Aim of the task:
Your answer should repeat every record verbatim.

Exercise input:
PR #6601, opened 2024-05-30
x86: PUSHF/POPF address size fixes (64-bit mode)

Sleigh-InSPECtor:
The `addrsize` should be ignored for PUSHF/POPF instructions. This was potentially used before the `LONGMODE_ON` context bit was introduced to distinguish the 64-bit behavior from the 32-bit behavior. Since `addrsize` can be manipulated using the address size override prefix, it can cause the wrong PUSHF/POPF size to be decoded. The `LONGMODE_ON` constraint is now sufficient, so this PR simply removes the unnecessary `addrsize` constraint.

e.g.,

* 67669c `PUSHF` with `RSP=0x1002`, `ZF=1`
    - Hardware Reference (AMD CPU & Intel CPU): { `mem[0x1000] = 4201`, `RSP=0x1000` }
    - `x86:LE:64:default` (Existing): `"PUSHFQ"` { `mem[0xffa] = 4000000000000000`, `RSP=0x0ffa` }
    - `x86:LE:64:default` (This patch): `"PUSHF"` { `mem[0x1000] = 4000`, `RSP=0x1000` }

(Note: on the hardware reference, extra bits that are set correspond to `EFLAGS.res1` (bit 1) and `EFLAGS.TF` (bit 8))

* 67669d `POPF` with `RSP=0x1000`, `mem[0x1000] = 4000`
    - Hardware Reference (AMD CPU & Intel CPU): { `ZF=1`, `RSP=0x1002` }
    - `x86:LE:64:default` (Existing): Invalid Instruction
    - `x86:LE:64:default` (This patch): `"PUSHF"` { `ZF=1`, `RSP=0x1002`  }

---

The `LONGMODE_OFF` constructors have been left alone in this PR, although they technically should also ignore address size overrides. With `LONGMODE_OFF`, the address size is used to determine whether the `segment` pcodeop is applied during address translation, however segmentation should still be applied in 32-bit protected mode, but since most users are likely to be working with 32-bit programs where segment bases are all zero, the current behavior probably behaves better than injecting `segment` ops everywhere.

(It could make sense to introduce pseudo registers like `CS.base`/`DS.base`/etc... that are assumed to be zero but are user overridable, like the way the direction flag is handled)

### DIFF
--- a/Ghidra/Processors/x86/data/languages/ia.sinc
+++ b/Ghidra/Processors/x86/data/languages/ia.sinc
@@ -3368,8 +3368,8 @@ define pcodeop swap_bytes;
 :POPFD          is $(LONGMODE_OFF) & vexMode=0 & addrsize=0 & opsize=1 & byte=0x9d            { pop24(eflags); unpackflags(eflags); unpackeflags(eflags); }
 :POPFD          is $(LONGMODE_OFF) & vexMode=0 & addrsize=1 & opsize=1 & byte=0x9d            { pop44(eflags); unpackflags(eflags); unpackeflags(eflags); }
 @ifdef IA64
-:POPF           is $(LONGMODE_ON) & vexMode=0 & addrsize=2 & opsize=0 & byte=0x9d            { pop82(flags); unpackflags(flags); }
-:POPFQ          is $(LONGMODE_ON) & vexMode=0 & addrsize=2 &            byte=0x9d            { pop88(rflags); unpackflags(rflags); unpackeflags(rflags); }
+:POPF           is $(LONGMODE_ON) & vexMode=0 & opsize=0 & byte=0x9d            { pop82(flags); unpackflags(flags); }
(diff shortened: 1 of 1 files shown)


Wall-AF:
> ...
> 
> The `LONGMODE_OFF` constructors have been left alone in this PR, although they technically should also ignore address size overrides. With `LONGMODE_OFF`, the address size is used to determine whether the `segment` pcodeop is applied during address translation, however segmentation should still be applied in 32-bit protected mode, but since most users are likely to be working with 32-bit programs where segment bases are all zero, the current behavior probably behaves better than injecting `segment` ops everywhere.
> 
> (It could make sense to introduce pseudo registers like `CS.base`/`DS.base`/etc... that are assumed to be zero but are user overridable, like the way the direction flag is handled)

I wish segmentation was taken more seriously within Ghidra generally.  I.e. even in some 32-bit system apps the segment may be non-zero and subsequently when used in conjuction with structure and parameter definitions causes all kinds of messy and unfathomable output!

Solution to this problem:
PR #6601, opened 2024-05-30
x86: PUSHF/POPF address size fixes (64-bit mode)

Sleigh-InSPECtor:
The `addrsize` should be ignored for PUSHF/POPF instructions. This was potentially used before the `LONGMODE_ON` context bit was introduced to distinguish the 64-bit behavior from the 32-bit behavior. Since `addrsize` can be manipulated using the address size override prefix, it can cause the wrong PUSHF/POPF size to be decoded. The `LONGMODE_ON` constraint is now sufficient, so this PR simply removes the unnecessary `addrsize` constraint.

e.g.,

* 67669c `PUSHF` with `RSP=0x1002`, `ZF=1`
    - Hardware Reference (AMD CPU & Intel CPU): { `mem[0x1000] = 4201`, `RSP=0x1000` }
    - `x86:LE:64:default` (Existing): `"PUSHFQ"` { `mem[0xffa] = 4000000000000000`, `RSP=0x0ffa` }
    - `x86:LE:64:default` (This patch): `"PUSHF"` { `mem[0x1000] = 4000`, `RSP=0x1000` }

(Note: on the hardware reference, extra bits that are set correspond to `EFLAGS.res1` (bit 1) and `EFLAGS.TF` (bit 8))

* 67669d `POPF` with `RSP=0x1000`, `mem[0x1000] = 4000`
    - Hardware Reference (AMD CPU & Intel CPU): { `ZF=1`, `RSP=0x1002` }
    - `x86:LE:64:default` (Existing): Invalid Instruction
    - `x86:LE:64:default` (This patch): `"PUSHF"` { `ZF=1`, `RSP=0x1002`  }

---

The `LONGMODE_OFF` constructors have been left alone in this PR, although they technically should also ignore address size overrides. With `LONGMODE_OFF`, the address size is used to determine whether the `segment` pcodeop is applied during address translation, however segmentation should still be applied in 32-bit protected mode, but since most users are likely to be working with 32-bit programs where segment bases are all zero, the current behavior probably behaves better than injecting `segment` ops everywhere.

(It could make sense to introduce pseudo registers like `CS.base`/`DS.base`/etc... that are assumed to be zero but are user overridable, like the way the direction flag is handled)

### DIFF
--- a/Ghidra/Processors/x86/data/languages/ia.sinc
+++ b/Ghidra/Processors/x86/data/languages/ia.sinc
@@ -3368,8 +3368,8 @@ define pcodeop swap_bytes;
 :POPFD          is $(LONGMODE_OFF) & vexMode=0 & addrsize=0 & opsize=1 & byte=0x9d            { pop24(eflags); unpackflags(eflags); unpackeflags(eflags); }
 :POPFD          is $(LONGMODE_OFF) & vexMode=0 & addrsize=1 & opsize=1 & byte=0x9d            { pop44(eflags); unpackflags(eflags); unpackeflags(eflags); }
 @ifdef IA64
-:POPF           is $(LONGMODE_ON) & vexMode=0 & addrsize=2 & opsize=0 & byte=0x9d            { pop82(flags); unpackflags(flags); }
-:POPFQ          is $(LONGMODE_ON) & vexMode=0 & addrsize=2 &            byte=0x9d            { pop88(rflags); unpackflags(rflags); unpackeflags(rflags); }
+:POPF           is $(LONGMODE_ON) & vexMode=0 & opsize=0 & byte=0x9d            { pop82(flags); unpackflags(flags); }
(diff shortened: 1 of 1 files shown)


Wall-AF:
> ...
> 
> The `LONGMODE_OFF` constructors have been left alone in this PR, although they technically should also ignore address size overrides. With `LONGMODE_OFF`, the address size is used to determine whether the `segment` pcodeop is applied during address translation, however segmentation should still be applied in 32-bit protected mode, but since most users are likely to be working with 32-bit programs where segment bases are all zero, the current behavior probably behaves better than injecting `segment` ops everywhere.
> 
> (It could make sense to introduce pseudo registers like `CS.base`/`DS.base`/etc... that are assumed to be zero but are user overridable, like the way the direction flag is handled)

I wish segmentation was taken more seriously within Ghidra generally.  I.e. even in some 32-bit system apps the segment may be non-zero and subsequently when used in conjuction with structure and parameter definitions causes all kinds of messy and unfathomable output!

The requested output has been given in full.